ドロドロ劇の始まりか。ところが『雪と墨』はそんなありがちな復讐劇には転がらない。
他に当てがない2人
フレイヤは、実家の財閥をうまく切り盛りできず、跡継ぎ争いに負けて家を追い出された。
家の中にも家の外にも彼女を恨む人間が大勢いる。ネネオは、ある事情により故郷の村で50人を殺してしまった。
このマンガの世界にSNSはないけれど、もしもあったら心ゆくまでボコボコにされていただろうなと思う2人だ(実際、街角で彼らは酷い扱いを受ける)。
大罪人を買うというフレイヤの「お買い物」は、そんな現実へのヤケクソ気味のカウンターパンチだったのかもしれない。
ヤケクソすぎて空振りに終わるところも、いかにも追い出された令嬢らしくて悲しい。こうしてフレイヤの本来の目論見は大きく外れてしまうのだが……。
あれっ? なんかいい感じ?
フレイヤとネネオはこんなふうに同じベッドで眠る仲になる。こうなるまでにそう時間はいらなかった。が、ひとりぼっちじゃなくなって世界がキラキラのバラ色になるかといえば、そうでもない。とても厄介で切ないマンガだ。
初めてできた好きな人のためにフレイヤはローストビーフを作ってみるけれどネネオは食べることができなかった。食べたかったんだけど、体が受けつけない。
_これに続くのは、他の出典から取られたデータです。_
PR #4204, opened 2024-10-18
fix: skip exemplars for instant queries

javiermolinar:
**What this PR does**:
Currently, we are computing the exemplars for `query_range` and ` instant queries`. Since exemplars are not supported for instant queries (same as Prometheus) we can save that computing time.

It also fix a bug where the `exemplars` query param was not being honored 

**Checklist**
- [X] Tests updated
- [X] Documentation added

### DIFF
--- a/modules/frontend/metrics_query_range_sharder.go
+++ b/modules/frontend/metrics_query_range_sharder.go
@@ -40,7 +40,6 @@ type QueryRangeSharderConfig struct {
 	MaxDuration           time.Duration `yaml:"max_duration"`
 	QueryBackendAfter     time.Duration `yaml:"query_backend_after,omitempty"`
 	Interval              time.Duration `yaml:"interval,omitempty"`
-	Exemplars             bool          `yaml:"exemplars,omitempty"`
 	MaxExemplars          int           `yaml:"max_exemplars,omitempty"`
 }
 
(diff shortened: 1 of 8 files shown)


javiermolinar:
Can we live without this config?

https://github.com/grafana/tempo/blob/280128f7b740919a7e1c3ecc0ef9fd6b9843ca41/modules/frontend/config.go#L96

If `max_exemplars` is set to 0 then it means that the Exemplars are disabled

mdisibio:
> Can we live without this config?
> 
> https://github.com/grafana/tempo/blob/280128f7b740919a7e1c3ecc0ef9fd6b9843ca41/modules/frontend/config.go#L96
> 
> If `max_exemplars` is set to 0 then it means that the Exemplars are disabled

This sounds good to me. @mapno You originally implemented this, can you think of a scenario where max_exemplars=0 and exemplars=true is meaningful?

modules/frontend/metrics_query_range_sharder.go
```diff
@@ -26,11 +26,12 @@ import (
...
-	reader    tempodb.Reader
-	overrides overrides.Interface
-	cfg       QueryRangeSharderConfig
-	logger    log.Logger
+	next        pipeline.AsyncRoundTripper[combiner.PipelineResponse]
+	reader      tempodb.Reader
+	overrides   overrides.Interface
+	cfg         QueryRangeSharderConfig
+	logger      log.Logger
+	instantMode bool
```
mdisibio, line 34: What do you think about not splitting the pipelines and using [traceql.IsInstant(req)](https://github.com/grafana/tempo/blob/main/pkg/traceql/engine_metrics.go#L135) ?

javiermolinar: We then need to compile the query, I think it's not that bad to split the pipeline in case we want to change something in the future. I don't have a strong opinion about that, both options are ok

mapno:
> > Can we live without this config?
> > https://github.com/grafana/tempo/blob/280128f7b740919a7e1c3ecc0ef9fd6b9843ca41/modules/frontend/config.go#L96
> > 
> > If `max_exemplars` is set to 0 then it means that the Exemplars are disabled
> 
> This sounds good to me. @mapno You originally implemented this, can you think of a scenario where max_exemplars=0 and exemplars=true is meaningful?

Can't think of one. Possible was left from a previous implementation. I'm good to remove it.

knylander-grafana (approved):
Thank you for updating the docs. The updates look good.

mdisibio (approved):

自分たちを深く傷つける現実から遠く離れて、恋しい相手と「あなたさえいたらいい」と呼び合うだけで生きていけるわけじゃないし、かといって現実とどう向き合ったらいいんだろう。ということで、ここからが『雪と墨』の本番だ。
過去に足を踏みいれる
フレイヤとネネオは、ふたりっきりの世界と、それぞれが抱えてきた現実を不器用に行き来する。
例えばフレイヤには婚約者がいた。今はもう家を追い出されてしまったし、何よりネネオと一緒にいる。だから婚約破棄のお詫びに出向くが……?
婚約者の“ハルバード”は頭を下げるフレイヤに向かってエグいことを言っているが、私は彼を「ハルバードさん」と呼びたいくらい気に入っている。
そう、ハルバードさんしかり、フレイヤとネネオの関係しかり、『雪と墨』の名の通り物語が進むにつれ印象がガラッと変わるのだ。しかも碁石のように白と黒で明快に分解できない。
それはネネオが抱える大罪もまた同じだ。
当時あったことは現実だけど、今フレイヤと一緒にいることも現実で、読んでいるこちらとしてはそこにだいぶ救われる。
ひとりぼっちだったときのフレイヤはこんな顔しなかったもんなあ……。
やがてフレイヤも自分を追放した実家へ「ある目的」のために舞い戻る。後ろにいるのはネネオ。おそらく「その罪人、私が買い取ります」と手を挙げたあの頃は、まさかこんなことになるなんて誰も想像もしなかったにちがいない。